中国軍所属の宇宙飛行士リウ・ペイチアン(ウー・ジン)は宇宙ステーションで大規模テロに遭遇。片思いしていた同僚のハン・ドゥオドゥオ(ワン・ジー)とともにテロリストとの戦闘に入る。同じころ、天才的な電子工学者のトゥー・ホンユー(アンディ・ラウ)は脱出計画のための最新量子コンピューターの設計をする一方、幼くして事故死した娘ヤーヤーの電子データを密かに保管。彼女を蘇らせようと計画していた…
【感想】
中国のベストセラーSFの映画化で、第1作はネットフリックスで配信されたので僕は未見。本作で意味深に監視カメラのクローズアップが多いのは、第1作(本作より後の時代を扱っている)につながるそうです。ただ、本作だけでも十分楽しめました。
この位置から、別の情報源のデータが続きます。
PR #58, opened 2016-10-09
Add Metadata.EcsWatchbotVersion

yhahn:
For use with forthcoming tools to scan existing stacks and determine `ecs-watchbot` version in use.

cc @rclark @emilymcafee

### DIFF
--- a/changelog.md
+++ b/changelog.md
@@ -1,3 +1,7 @@
+### 0.0.13
+
+- Adds EcsWatchbotVersion to template Metadata
+
 ### 0.0.12
 
 - allow `workers` and `backoff` to be a ref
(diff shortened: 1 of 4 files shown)


index.js
```diff
@@ -30,5 +31,9 @@ module.exports = {
    * @throws errors when there is overlap in logical resource names between
    * templates
    */
-  merge: cf.merge
+  merge: function() {
+    var template = cf.merge.apply(cf, arguments);
```
yhahn: Hrm, `cloudfriend.merge()` will throw though if you include multiple bots in a single stack ya? (https://github.com/mapbox/cloudfriend/blob/fae27a3b45b65b1f8d8863c4692e889176dc89b2/lib/merge.js#L30)

rclark: Yes, intentionally, to prevent any ambiguity where you were unaware that a property you set in one object overwrote another.

Right now the cloudfriend.merge checks are too strict -- they'll fail if you use the same logical name of a resource and output name, for example. I've been meaning to change this, and if that's what was stopping you I can do it right now.

PR #60, opened 2016-10-11
cloudformation-kms

yhahn:
Let all ecs-watchbot stacks do encryption/decryption of CF params. Requires prerequisite [cloudformation-kms](https://github.com/mapbox/cloudformation-kms) to be deployed.

- [x] integration test
- [x] review

cc @rclark @emilymcafee @aarthykc

### DIFF
--- a/lib/template.js
+++ b/lib/template.js
@@ -260,6 +260,11 @@ module.exports = function(options) {
                 Effect: 'Allow',
                 Action: ['logs:CreateLogStream', 'logs:PutLogEvents', 'logs:FilterLogEvents'],
                 Resource: '*'
+              },
+              {
+                Effect: 'Allow',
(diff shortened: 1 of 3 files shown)


yhahn:
Currently `watchbot` is essentially a `devDependency` and not required at runtime by the worker container itself, right?

I think it would be good to keep it that way for now, i.e. `decrypt-kms-env` is best defined as an explicit dependency of each app, esp since there's also a python/awscli centric implementation as well (https://github.com/mapbox/decrypt-kms-env#v1x).

rclark:
You're right there's no reason to think that watchbot would be automatically part of every worker's dockerfile / image. Maybe it is just worth mentioning in the readme that while this'll encrypt `[secure]` parameters for you, you're responsible for decrypting them in your worker.

PR #63, opened 2016-10-15
Also retry on CPU constraint errors

yhahn:
Ran into watchbot stopping dead in its tracks on a job if it hit a RESOURCE:CPU error. Adds retry for this case as well.


yhahn:
Staged :+1:

Issue #17, opened 2016-05-20
Resource polling issues during deploys


rclark:
```
Error polling cluster resources: Container instance cannot be empty.
```

This seems to happen once as soon as the watcher starts up.

rclark:
I've seen this happening now at other times than just at watcher startup.

emilymdubois:
@rclark I can only recreate the watcher startup scenario, but it looks like this error is thrown when the [instances array in the `resources.available`](https://github.com/mapbox/ecs-watchbot/blob/de041ebd8d91230fa51cde194ffaf27188580175/lib/resources.js#L46) is empty, which causes the [`describeContainerInstances` function](https://github.com/mapbox/ecs-watchbot/blob/de041ebd8d91230fa51cde194ffaf27188580175/lib/resources.js#L48) to return a native AWS error.

A few questions here:

1. Is it expected that we don't have any registered instances during watcher startup?
2. If so, perhaps we can return a custom message in the event of ^^ and bypass [the describeContainerInstances call](https://github.com/mapbox/ecs-watchbot/blob/41ef6c9d4210ad7e7df0f9587ef31508de42c57f/lib/resources.js#L46-L68)?
3. Is this a scenario that we would want to handle differently during watcher startup vs. other times (i.e., maybe this is expected during startup, but not expected at other times)?

rclark:
> Is it expected that we don't have any registered instances during watcher startup?

Not really... because the watcher container that is making a request runs on a cluster that has to have container instances -- otherwise the watcher wouldn't have a place to run. However we do see it consistently on startup, so something systematic is at play here.

Is it possible that there's a container/permissions race-condition here? That the container launches before it has permission to ListContainerInstances?

> perhaps we can return a custom message in the event of ^^ and bypass the describeContainerInstances call?

Yeah we definitely can but... 

> Is this a scenario that we would want to handle differently during watcher startup vs. other times 

Yes. If this were happening consistently at times other than startup it would be a) confusing and b) probably indicate some AWS issue with the ECS API.

emilymdubois:
Closed via https://github.com/mapbox/ecs-watchbot/pull/67#issuecomment-256182416

PR #67, opened 2016-10-25
Resource polling issues

emilymdubois:
Refs https://github.com/mapbox/ecs-watchbot/issues/17

Here's my first pass at addressing the resource polling issues we've been seeing. I believe this was happening because [`update` clears out the status.instances array](https://github.com/mapbox/ecs-watchbot/blob/c24e9a6d9363c58138ef0ec314de5b95cbd0b5f9/lib/resources.js#L27-L33), which resources.available [consumes](https://github.com/mapbox/ecs-watchbot/blob/c24e9a6d9363c58138ef0ec314de5b95cbd0b5f9/lib/resources.js#L46) before the [update function runs](https://github.com/mapbox/ecs-watchbot/blob/c24e9a6d9363c58138ef0ec314de5b95cbd0b5f9/lib/resources.js#L31).

This PR places an interval in the resources.available function that checks the status.instances array every second up to 5 times, after which it returns the callback with an error message if the array never becomes populated.

@rclark, would love your thoughts on this 🙏

### DIFF
--- a/lib/resources.js
+++ b/lib/resources.js
@@ -51,9 +51,9 @@ module.exports = function(cluster, taskDef) {
         wrapper();
       } else if (status.instances.length === 0 && attempts === 5) {
         clearInterval(poller);
-        callback(new Error('No instances available after 5 polling attempts 3 seconds apart'));
+        callback(new Error('No instances available after 5 polling attempts 1 second apart'));
       }
-    }, 3000);
+    }, 1000);
 
     function wrapper() {
       ecs.describeContainerInstances({ containerInstances: status.instances, cluster: cluster }, function(err, data) {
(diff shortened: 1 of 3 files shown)


emilymdubois:
@rclark, swapped out the interval for an event emission, and added an error emission when there are no instances in the cluster. Tested out this branch by launching a stack and everything looks 👌

rclark:
Awesome! Please merge any time, but wait to tag this -- I think @mapsam is hot on your heels with another bugfix.

emilymdubois:
Thanks @rclark! @mapsam, will leave the tagging to you when you merge. Formatted my commit message so you should be able to plop it into the changelog.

冒頭に世界観が説明されたあとは、世界各地でテロが起きるディストピアモードにすぐ突入。ひたすらアクションシーンが続きます。そして、リウのパート、トゥーのパート、そしてニューヨークの連合政府で中国代表の外交官ジョウ・ジョウジ―(リー・シュチエン)が各国政府と駆け引きを繰り広げる3つのパートがそれぞれ独立して描かれます。
前半の山場といえる宇宙ステーションの襲撃は、無数のドローンによる襲撃など戦争映画のような迫力があります。このSFXにはカネがかかっているのだろうなとひたすら感心します。一方で、小ネタ、ギャグも前半は多く、例えばリウから贈られた花束をテロリストにめちゃくちゃにされたハンが逆ギレして、テロリストをぼこぼこにするなどのシーンも。
しかし、中盤以降は地球の危機がどんどん迫ってきて、シリアスモードな展開。宇宙エレベーター、量子コンピューター、AI機能の犬型ロボット、そして人間の意識の電子データ化など最新の科学知識に基づくSFチックな展開と、トゥーの娘への思いなど中国映画らしい分かりやすい家族、恋愛とが共存して妙なテイストで進んでいきます。一方で、危機をどうやって解決するのか、はらはらドキドキの展開も。登場人物が多いだけに、ウルっとするエピソードもあり、ストーリーテリングもしっかりしていました。
意外だったのはハリウッドの大作ではありがちですが、パニックになったり、助けを願ったりする世界各地の様子を短いカットでつないでいるシーンがあること。CNNやBBCなど西側の報道機関が英語で流すニュースの体裁をとっており、中国映画でも流せるんだと感心しました。日本語ニュースもあったけど、どこの放送局かはわかりませんでしたが。なお、脱出計画では地球上の核兵器をすべて使う必要があり、危機にもかかわらず国家間の利害、機密のハードルが描かれています。エンタメなのに核問題を真面目に扱うというのもすごい。
ウー・ジンは「戦狼」シリーズで中国のトップスター。本作でも大作映画の主役にふさわしいたたずまいです。そして、アンディ・ラウが地球の運命と娘の復活との間で苦悩する科学者をベテランらしい演技でみせてくれます。このほか、中国映画だから中国人が活躍するのはお約束ですけど、アメリカやロシアの閣僚、軍人も好意的に描かれているのもちょなと意外でした。でも日本人は出てこないのは、やはり反日感情が残ってるからかな。同じ中国SFでも「三体」では重要人物で出てきたのに。まあ、そんな細かいことは気にせずに、大味のスぺクタル大作として最後まで堪能できます。なお、エンディングロールの途中で、重要な場面があるのでお見逃しなく。どうみても続編がありそうなんですが、日本で公開されるのでしょうか。